**ABOUT THIS EXERCISE:** Below are the entries to work from; restate word for word the portion that opens with the line containing "chore: refactoring analytics" and closes with the line containing "- Upgraded RN to the latest version", keeping both.
________
PR #378, opened 2021-11-06
Point to @react-native-async-storage/async-storage dependency

RubenGuerrero:
The dependency https://www.npmjs.com/package/@react-native-community/async-storage is deprecated if favour of https://www.npmjs.com/package/@react-native-async-storage/async-storage


oscb (approved):
This looks good! Thanks for taking care of this.

rafael-antunes-natoora:
Any ETA on when this will get to the released version? You guys say it works with expo, but since you are using the deprecated library, it's not compatible with expo...

alanjcharles:
@rafael-antunes-natoora we are planning to push a new release by the end of January. We have quite a few changes to account for so we are planning to roll everything into a major release and update to beta as soon as we can.

PR #379, opened 2021-11-09
fix: custom event integrations override support, refactor integration merge logic

oscb:


alanjcharles (approved):
approving since we walked through it together already but as always lgtm!

PR #382, opened 2021-11-17
chore: refactoring analytics client to lock down public interface

oscb:


alanjcharles (approved):
awesome man cannot wait to use these

PR #383, opened 2021-11-19
chore: upgrade react native to 0.66

oscb:
- Upgraded RN to the latest version
- Upgraded TS to 4.4.4 (Redux types in TS 4.5 have an issue right now)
________
**ANSWER SPACE:**
chore: refactoring analytics client to lock down public interface

oscb:


alanjcharles (approved):
awesome man cannot wait to use these

PR #383, opened 2021-11-19
chore: upgrade react native to 0.66

oscb:
- Upgraded RN to the latest version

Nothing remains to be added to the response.